# What you will do:
Out of the data below, copy every line with the string "opened".

(Collected data entries)
__________________________________________________
PR #5176, opened 2016-11-15
New Package: ksnapshot-4.14.3

Hoshpak:


srcpkgs/ksnapshot/template
```diff
@@ -0,0 +1,13 @@
+# Template file for 'ksnapshot'
+pkgname=ksnapshot
+version=4.14.3
+revision=1
+build_style=cmake
+hostmakedepends="qt-qmake automoc4"
+makedepends="kdelibs-devel qt-devel perl phonon-devel libXfixes-devel libkipi-devel libX11-devel"
+homepage="://www.kde.org/applications/graphics/ksnapshot"
```
Vaelatern: `="://www.kde.org` Missing something, I think ;)

Hoshpak: Thanks, I can't believe that slipped through my own review. It's fixed now.

PR #5178, opened 2016-11-15
Manual: build option commands were incomplete

Piraty:


Vaelatern:
But it also works for other commands.

Piraty:
so maybe add sth. like: (pkg|extract|...) ?
If you don't agree, please close it.

ebfe:
Maybe ```$ ./xbps-src -o option,option1 <cmd>``` avoids the confusion

Piraty:
in fact, i call `./xbps-src <cmd> <some more flags> -o  <pkgname>`.
but in general i agree.

Vaelatern:
@Piraty Until recently, your syntax would not have worked.
I'm happy with this PR as `<cmd>` instead of `pkg`

Piraty:
Well, it's been corrected.

asergi:
Please squash your commits together next time.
__________________________________________________
# Answer space:
PR #5176, opened 2016-11-15
PR #5178, opened 2016-11-15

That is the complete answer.